Material provided: Begin
PR #1367, opened 2024-08-27
Fix velocity unit scale for existing vels passed to OpenMM

### LINKED ISSUE #1366: Velocity off by factor of 10 (nm/ps vs Å/ps) when continuing a simulation with OpenMM from an Amber restart file
Hi, I've been experiencing consecutive simulations (e.g. NVT equil -> NPT equil) blowing up when running them through OpenMM with ParmEd. I've narrowed it down to ParmEd not converting the velocities that it gets from the amber restart file (Å/ps) to OpenMM's units (nm/ps).

nffaruk:
Closes #1366 - I thought I'd go ahead and submit a PR for it since there are a couple more fixes/mods I am going to submit anyway.


swails (approved):

nffaruk:
Nice, thanks for looking through and merging the various PRs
Material provided: End
■ Exercise ■
Find each line in the material above that carries the string "from", and copy it.

■ Solved problem ■
### LINKED ISSUE #1366: Velocity off by factor of 10 (nm/ps vs Å/ps) when continuing a simulation with OpenMM from an Amber restart file
Hi, I've been experiencing consecutive simulations (e.g. NVT equil -> NPT equil) blowing up when running them through OpenMM with ParmEd. I've narrowed it down to ParmEd not converting the velocities that it gets from the amber restart file (Å/ps) to OpenMM's units (nm/ps).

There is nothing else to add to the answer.